Write out, word for word, the first line of the data below and every line after it through the one containing "coding horrors here.".

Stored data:
□ □ □

PR #655, opened 2016-05-05
Added multi version kafka support

mrafayaleem:
@eapache @wvanbergen This is the PR I have been working on to address https://github.com/Shopify/sarama/issues/617. Can you guys start reviewing it please. I am originally from Python background so please ignore any coding horrors here.

Also checkout how different response versions are handled in `kafka-python` [here](https://github.com/dpkp/kafka-python/blob/master/kafka/protocol/fetch.py). For this PR, I am passing kafka version from request to response so that response knows how to decode itself. Also, please do leave comments on the way kafka version is assigned in test cases. It doesn't look right IMO.

Description:
- Tries to address https://github.com/Shopify/sarama/issues/617

Not implemented/missing/confused:
- Handling offsets to kafka vs zk.
- Config conflicts.

Issues:
- I am aware of at least five test cases that are failing on this branch. These are mostly `Decoded request does not match the encoded one`. Any pointers would be highly appreciated. Failing tests:
 - TestOffsetCommitRequestV0
 - TestOffsetCommitRequestV1
 - TestOffsetFetchRequest
 - TestPartitionOffsetManagerMarkOffsetWithRetention
 - TestProduceRequest

Gotchas:

I figured out that the BNF for FetchResponse v1 is actually 
```
v1 (supported in 0.9.0 or later) and v2 (supported in 0.10.0 or later)
FetchResponse => ThrottleTime [TopicName [Partition ErrorCode HighwaterMarkOffset MessageSetSize MessageSet]]
  ThrottleTime => int32
  TopicName => string
  Partition => int32
  ErrorCode => int16
  HighwaterMarkOffset => int64
  MessageSetSize => int32
```
instead of
```
v1 (supported in 0.9.0 or later) and v2 (supported in 0.10.0 or later)
FetchResponse => [TopicName [Partition ErrorCode HighwaterMarkOffset MessageSetSize MessageSet]] ThrottleTime
  TopicName => string
  Partition => int32
  ErrorCode => int16
  HighwaterMarkOffset => int64
  MessageSetSize => int32
  ThrottleTime => int32
```
I think there is an error in the kafka protocol wiki [here](https://cwiki.apache.org/confluence/display/KAFKA/A+Guide+To+The+Kafka+Protocol).

### DIFF
--- a/config.go
+++ b/config.go
@@ -8,8 +8,16 @@ import (
 
 var validID *regexp.Regexp = regexp.MustCompile(`\A[A-Za-z0-9._-]*\z`)
 
+type KafkaVersion struct {
+	Release *kVersion
+}
+
 // Config is used to pass multiple configuration options to Sarama's constructors.
 type Config struct {
+
+	// This defines the Kafka broker version and is used for broker version specific behaviour
+	KafkaVersion KafkaVersion
+
 	// Net is the namespace for network-level properties used by the Broker, and
 	// shared by the Client/Producer/Consumer.
 	Net struct {
@@ -219,6 +227,8 @@ type Config struct {
 func NewConfig() *Config {
 	c := &Config{}
 
+	c.KafkaVersion.Release = V0_8_2_2
+
 	c.Net.MaxOpenRequests = 5
 	c.Net.DialTimeout = 30 * time.Second
 	c.Net.ReadTimeout = 30 * time.Second
@@ -362,4 +372,8 @@ func (c *Config) Validate() error {
 	}
 
 	return nil
+}
+
+func (v *KafkaVersion) AtLeast(ver *kVersion) bool {
+	return v.Release.GE(ver)
 }
--- a/config.go
+++ b/config.go
@@ -8,15 +8,11 @@ import (
 
 var validID *regexp.Regexp = regexp.MustCompile(`\A[A-Za-z0-9._-]*\z`)
 
-type KafkaVersion struct {
-	Release *kVersion
-}
-
 // Config is used to pass multiple configuration options to Sarama's constructors.
 type Config struct {
 
 	// This defines the Kafka broker version and is used for broker version specific behaviour
-	KafkaVersion KafkaVersion
+	KafkaVersion *KafkaVersion
 
 	// Net is the namespace for network-level properties used by the Broker, and
 	// shared by the Client/Producer/Consumer.
@@ -227,7 +223,7 @@ type Config struct {
 func NewConfig() *Config {
 	c := &Config{}
 
-	c.KafkaVersion.Release = V0_8_2_2
+	c.KafkaVersion = V0_8_2_2
 
 	c.Net.MaxOpenRequests = 5
 	c.Net.DialTimeout = 30 * time.Second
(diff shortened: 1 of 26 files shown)


eapache:
> I think there is an error in the kafka protocol wiki

That agrees with https://kafka.apache.org/protocol.html#protocol_messages, so I will update the wiki.

eapache:
The requests and responses should *not* store the actual kafka version (0.8.2 or 0.9 or whatever); they should store the actual API version number specific to them (see e.g. what `OffsetFetchRequest` already does on master). This is because different API versions may have substantially different behaviours (offsets to kafka vs zk as you point out) and so even if I'm using Kafka 0.9 I may still want to specify a different version of the message. We need to support this use case. This will also *massively* simplify the definition of `allocateBody`.

The *kafka* version should be stored either as a global (next to `MaxRequestSize` and `MaxResponseSize`) or in the `Config` struct. I'd prefer the config struct, but that would involve passing the config around in a lot more places. We should really do that anyways at some point, since `MaxRequestSize` and `MaxResponseSize` should not be global either, but that's a much larger chunk of work so I'm ok with another global for now.

config.go
```diff
@@ -8,8 +8,16 @@ import (
 
 var validID *regexp.Regexp = regexp.MustCompile(`\A[A-Za-z0-9._-]*\z`)
 
+type KafkaVersion struct {
```
eapache: having both `kVersion` and `KafkaVersion` as structs seems like an unnecessary complication; can't you just make one type out of them?

kafka_versions.go
```diff
@@ -0,0 +1,10 @@
+package sarama
+
+var LatestStable, _ = NewVersion("0.9.0.1")
+var V0_10_0, _ = NewVersion("0.10.0.0")
+var V0_9_0_1 = LatestStable
```
eapache: I'd prefer defining this with a literal `var V0_9_0_1 = NewVersion("0.9.0.1")` and then define the latest stable at the bottom with `var LatestStable = V0_9_0_1`.

utils.go
```diff
@@ -109,3 +111,33 @@ func newBufConn(conn net.Conn) *bufConn {
 func (bc *bufConn) Read(b []byte) (n int, err error) {
 	return bc.buf.Read(b)
 }
+
+type kVersion struct {
+	versionArr [4]int
+}
+
+func NewVersion(ver string) (*kVersion, error) {
```
eapache: there is no reason for this to take a string or return an error `NewVersion(0, 9, 0, 1)`  reads cleaner

mrafayaleem:
I actually removed version number from `OffsetFetchRequest ` but now I see what you mean here and I agree. So essentially, that means that version number should be implemented for every request/response similar to the one for `OffsetFetchRequest` on master, right? And I don't think that there is anyway we can do away without implementing any version on responses because this is how we would be able to decode them properly.

Right now, Kafka version has been made part of the config in this PR. Since our discussion started with this, why not go ahead with it rather than implementing it as global. Test cases would need to be modified  though which I have already partially  hacked here in an ugly way.

utils.go
mrafayaleem: 👍

eapache:
Superseded mostly by #676 (based on this code but simplified) and other work that is ongoing. Thanks for your input, it was helpful in solving this!

mrafayaleem:
Glad to be of help. Cheers!

PR #657, opened 2016-05-06
Fix race condition on OffsetManager shutdown

### LINKED ISSUE #656: OffsetManager.Close() race condition
When closing OffsetManager, it can hang waiting for state to become "clean". 

The Close method uses AsyncClose internally. At L360, AsyncClose waits for a message on the ```clean``` chan before closing the ```dying``` chan:
```
		pom.lock.Lock()
		dirty := pom.dirty
		pom.lock.Unlock()

		if dirty {
			<-pom.clean
		}

		close(pom.dying)
```

However, ```updateCommitted``` can execute between ```AsyncClose()```'s ```pom.lock.Unlock()``` and receive on the ```clean``` chan:
```
	pom.lock.Lock()
	defer pom.lock.Unlock()
...
		select {
		case pom.clean <- none{}:
		default:
		}
```

The ```Close()``` method drains ```pom.errors``` at L371. This channel does not close until ```pom.dying``` is closed, which is selected in the mainLoop at L215

eapache:
If `updateCommitted` ran between the `Unlock` call and the read from `clean`
then we might miss the transition message and hang. Instead, read
unconditionally from `clean` and launch a second goroutine that *writes* a
message to it if we were already clean.

The additional local `cancel` is necessary to avoid leaking the second (writing)
goroutine in the event that the main shutdown goroutine picks up a real
transitional event before our extra writer even runs; without it the writer
could block writing forever.

@wvanbergen @hasnickl fixes #656

### DIFF
--- a/offset_manager.go
+++ b/offset_manager.go
@@ -351,16 +351,22 @@ func (pom *partitionOffsetManager) NextOffset() (int64, string) {
 }
 
 func (pom *partitionOffsetManager) AsyncClose() {
+	cancel := make(chan none)
 	go func() {
 		pom.lock.Lock()
-		dirty := pom.dirty
-		pom.lock.Unlock()
-
-		if dirty {
-			<-pom.clean
+		defer pom.lock.Unlock()
+		if !pom.dirty {
+			select {
+			case pom.clean <- none{}:
+			case <-cancel:
+			}
 		}
+	}()
 
+	go func() {
+		<-pom.clean
 		close(pom.dying)
+		close(cancel)
 	}()
 }
 


hasnickl:
If the first ```go func``` runs while ```pom``` is dirty, ```updateCommitted``` could run and finish before the second ```go func``` receives on ```clean```

A possible solution is to have an internal flag like ```pom.shutdown```. ```AsyncClose``` can lock pom, set shutdown to true, start the go routine to read from ```clean``` and unlock.

```updateCommitted``` could then change the select with default to conditionally start a go routine:

```
if pom.shutdown {
  go func(){
    pom.clean <- none{}
  }
}
```

perhaps ```MarkOffset``` would also check this flag to prevent state going to dirty again while shutting down.

Any thoughts on this?

eapache:
> If the first go func runs while pom is dirty, updateCommitted could run and finish before the second go func receives on clean

You're right, I must have been asleep when I cooked up this solution.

□ □ □

*Exercise result*
PR #655, opened 2016-05-05
Added multi version kafka support

mrafayaleem:
@eapache @wvanbergen This is the PR I have been working on to address https://github.com/Shopify/sarama/issues/617. Can you guys start reviewing it please. I am originally from Python background so please ignore any coding horrors here.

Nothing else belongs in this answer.